Show HN: Dayquant – Analyze your life every day - findingfusion
http://dayquant.com

======
findingfusion
Dayquant is an app that allows you to grade your day every day on a scale of
1-100. You can then comment on how or why your day went the way it did. Over
the long term, you can see your input on a chart and analyze it, looking for
patterns as to how to make your life better.

------
findingfusion
any feedback would be really appreciated!

------
Nadya
_> Understand how to optimize each and every day to live the life you want to
live._

It provides little help in analyzing. It's dependent on the user inputting
subjective data and placing important information that the user may not think
of. As well as self-analyzing, which can be misleading dependent on what the
user inputs.
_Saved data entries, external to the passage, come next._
PR #11115, opened 2025-03-13
feat(NetworkEvent lib) refactor network events handling

vortigont:
the main idea here is to reuse ESP IDF's event bus to propagate notifications for Arduino network events too.
Currently `NetworkEvents` lib uses it's own instances of queue and Task to deliver event among componects, but ESP IDF already has a very similar implementation and what is currently happening is we resend messages from one queue to another.
Reusing IDF's event loop for Arduino networking events could give some benefits:
     - a unified event exchange bus between arduino and IDF components
     - save resources for extra Task stack and Queue to handle Arduino's own event bus

I've come further and refactored other code related to NetworkEvents to close some gaps and unify messaging.
Since code changes are quite large, would appreciate any feedbacks if this worth the efforts to continue.

@me-no-dev @P-R-O-C-H-Y


me-no-dev:
> - a unified event exchange bus between arduino and IDF components

Arduino events are in reality copies of already existing IDF events that span multiple components and that are just collected in on place, plus some internal handling to update states and such, because most do not listen to events and expect to get the states otherwise

vortigont:
yeah, users are tend to misbehave :) you point is reasonable. Although nothing prevents user to attach to the same default event bus in his code.
But if the question is to just have a separate event handling task IDF's API allows to spawn user queues with dedicated task but using same event bus API. Does that makes sense? 

As for mutexes, I must have skipped it, sorry, will catch up.
But if I'm not mistaken in esp's toolchain cpp std mutexes are just wraps around same rtos semaphores under the hood, need to double check.

Jason2866:
There is always a bell ringing when i see the chance to save some RAM :-)
Do you have an rough idea how much RAM would be "saved"?
There are cases where 1KB more makes the difference between working or not...

vortigont:
@Jason2866 nah... I was not for the RAM saving here at all, it's just the thing everybody loves in MCU world, we do have that `Memory usage test` here for a reason I guess :) But straight answer is - it would save 8k for task's stack if reusing default event bus, which is not mandatory, we could have our own dedicated event task if that makes more sense.
My intention was to try to unify event messaging with it's origin - IDF's API, actually it is the source of network messages. Currently arduino's network event lib has 3 different types of callbacks - static by id, static by struct reference and functional by id + struct by value and none of those is matching the origin
```c++
using NetworkEventCb = void (*)(arduino_event_id_t event);
using NetworkEventFuncCb = std::function<void(arduino_event_id_t event, arduino_event_info_t info)>;
using NetworkEventSysCb = void (*)(arduino_event_t *event); 
```
and kind of not-so-nice scheme to register/unregister by function pointers while IDF is using instance handlers and  keep by-ptr as legacy. OK, ok, `NetworkEvent` lib returns handlers too but under the hood most of the components are still not using it as I checked. This all definitely has some historic reasons and compatibility obligations. I was trying to move it all into some distinctive direction, if esp32 arduino's platform tends to reuse IDF's drivers and other components where possible. At least it makes a bit clear where to more forward if at all.

Well, anyway it was a nice exercise for me to understand the relation and exchange between Arduino's network events and IDF's origin.

PR #11122, opened 2025-03-13
fix(UART): sets the correct uart clock source when using begin(baudrate)

### LINKED ISSUE #11121: Don't use begin() method to just change baudrate
> Ok, in that case, we need a warning for the `begin()` method to say that if you just want to change the Baudrate you must use `updateBaudRate() ` method even if `uartBegin()` seems to allow this change. 

 _Originally posted by @GitHubLionel in [#10314](https://github.com/espressif/arduino-esp32/issues/10314#issuecomment-2721850568)_

SuGlider:
## Description of Change
Arduino HardwareSerial was changed to use XTAL source clock whenever possible. This assures that the UART port doesn't chage its baudrate when APB frequency changes. The exception is related to ESP32 and ESP32-S2 that have no such clock source option.

In that case, ESP32|ESP32-S2 will use REF_TICK as clock source when the baudrate is lower than 250,000.
For a higher baudrate, it will use APB as clock source, which of course, may change the baudrate if its frequency is changed.

This PR fixes an issue using ESP32 | ESP32-S2 when it calls first `begin(baud_rate_lower_than_250K)` followed by `begin(baud_rate_higher_than_250K)`. In the issue, the UART clock source isn't  changed and the baud rate is not set correctly.

## Tests scenarios
Using ESP32 | ESP32-S2

``` cpp
Serial.begin(9600);
... configuration
Serial.begin(256000);
```

## Related links
Fixes #11121


lucasssvaz (approved):
LGTM

me-no-dev (approved):

PR #11153, opened 2025-03-20
feat(zigbee): Add check, boolean returns, fix Analog, add optional reset on factoryReset

### LINKED ISSUE #11178: Make Reboot after Factory Reset on an EP optional
### Related area

Zigbee 

### Hardware specification

C6, H2

When an EP executes a factory reset, it also executes a device reboot. When I execute a factory reset, I  may want to shut the device down, not reboot. Currently, I need to set a shutdown flag in flash, and upon reboot, if the flag is set, clear it and shut the device down. That works, but it's a workaround. 

Add a boolean to factoryReset(bool reboot) 
If true, reboot.
If false, return to the caller 

Flash-based flag to signal shutdown after the reboot from a factoryReset() call.

### Additional context

_No response_

P-R-O-C-H-Y:
## Description of Change

- Fix memory leak
- Updated almost all methods to return a boolean value and print error message with code and string of the error.
- `factoryReset` method now have an optional parameter `bool restart`, by default its set to TRUE, but if false is passed, the Zigbee will just erase the nvram and the reset or reboot will need to be managed in user sketch. Example of how it can be used is the Temperature Humidity Sleepy example.
- Simplified the `AnalogSensor` Endpoint -> removed AnalogValue, as its not commonly used in any device
- Fixed `AnalogSensor` compilation warning message

## Related links

Closes #11178


me-no-dev:
Please format errors like this:
```cpp
  esp_err_t err = esp_wifi_set_max_tx_power(power);
  if (err != ESP_OK) {
    log_e("Failed to set TX Power: 0x%x: %s", err, esp_err_to_name(err));
  }
```

SuGlider:
@P-R-O-C-H-Y  - please review the code in ZigbeeEP.cpp :: `void ZigbeeEP::zbReadBasicCluster(const esp_zb_zcl_attribute_t *attribute)`. It has 2 `malloc()` with no correspondent `free()`. This will certainly cause memory leak.

Better think and review the whole zigbee code when using `new` or `malloc`.

SuGlider (changes requested):
From a fast code read, I understand that ZigbeeEP.cpp can cause memory leaks.
It may happen in other code files as well.

I recommend reviewing all places where `new` or `malloc` is used.

P-R-O-C-H-Y:
Thanks @SuGlider, will take a look.

lucasssvaz (approved):
LGTM

P-R-O-C-H-Y:
All done now.

me-no-dev (approved):

PR #11159, opened 2025-03-21
feat(logging): Arduino log redirection

mathieucarbou:
`ets_sys.h` supports log redirection when `ets_printf()` is used and some functions are set with `ets_install_putc1()` or `ets_install_putc1()`.

```c++

/**
  * @brief  Printf the strings to uart or other devices, similar with printf, simple than printf.
  *         Can not print float point data format, or longlong data format.
  *         So we maybe only use this in ROM.
  *
  * @param  const char *fmt : See printf.
  *
  * @param  ... : See printf.
  *
  * @return int : the length printed to the output device.
  */
int ets_printf(const char *fmt, ...);

/**
  * @brief  Output a char to uart, which uart to output(which is in uart module in ROM) is not in scope of the function.
  *         Can not print float point data format, or longlong data format
  *
  * @param  char c : char to output.
  *
  * @return None
  */
void ets_write_char_uart(char c);

/**
  * @brief  Ets_printf have two output functions： putc1 and putc2, both of which will be called if need ouput.
  *         To install putc1, which is defaulted installed as ets_write_char_uart in none silent boot mode, as NULL in silent mode.
  *
  * @param  void (*)(char) p: Output function to install.
  *
  * @return None
  */
void ets_install_putc1(void (*p)(char c));

/**
  * @brief  Ets_printf have two output functions： putc1 and putc2, both of which will be called if need ouput.
  *         To install putc2, which is defaulted installed as NULL.
  *
  * @param  void (*)(char) p: Output function to install.
  *
  * @return None
  */
void ets_install_putc2(void (*p)(char c));
```

I need to add a custom `ets_install_putc1()` handler to redirect arduino logs, but sadly the implementation in `esp32-hal-uart.c` is bypassing the `ets_printf()` internal mechanism and is directly calling `ets_write_char_uart()` instead . 

https://github.com/espressif/arduino-esp32/blob/6c04a9315309b530120de98321f8d900c151a9b9/cores/esp32/esp32-hal-uart.c#L1123-L1132

Why ? I really was not able to figure out...

But this piece of code prevents everybody from redirecting Arduino logs, except with the boards in the macro conditions listed above...

Since I do not know the logic why `ets_printf()` is not called in all cases, I am proposing to add a macro: `ARDUINO_LOG_FORCE_ETS_PRINTF=1` which, when set, will make sure all the logs go through `ets_printf()`.

The user setting this macro will then be responsible to:

1. Either call `ets_install_putc1(ets_write_char_uart)`
2. Or call `ets_install_putc1(my_custom_character_log_callback)` with his custom function to redirect the logs.

### Use case example:

```c++
static StreamString* _arduinoLogBuffer = nullptr;
static Mycila::Logger* _arduinoLogDestination = nullptr;

static void log_char(char c) {
  if (!_arduinoLogDestination)
    return;
  _arduinoLogBuffer->write(c);
  if (c == '\n') {
    for (auto& output : _arduinoLogDestination->_outputs) {
      output->print("SYSTEM: "); // TODO: REMOVE THIS - PROVES ARDUINO LOGS WERE REDIRECTD
      output->print(*_arduinoLogBuffer);
    }
    _arduinoLogBuffer->clear();
  }
}

static void redirectArduinoLogs(Logger& logger) {
  _arduinoLogBuffer = new StreamString();
  _arduinoLogBuffer->reserve(MYCILA_LOGGER_BUFFER_SIZE);
  _arduinoLogDestination = &logger;

  // will override default arduino installed functions which sends logs to UART
  ets_install_putc1(log_char);
}
```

I'm critical of these apps because they feel like a TODO app
(TODO: Start using my TODO app).

For an example of broken self-analysis.

Notes: "40 - Argument with boss during lunch, shitty day", "55 - Got into an
argument about the maintainability of a new feature with Stacy today."

Upon my self-analysis I decide I need a new job, as I'm incapable of working
well with my coworkers and seem to argue often.

In reality I'm skipping breakfast, not sleeping well, and waking up early and
cranky. These details are left out of the psuedo-journal though.

Your examples focus on macro events - when micro events are likely more
important. They're also things most people don't think about, so people fail
in self-analysis.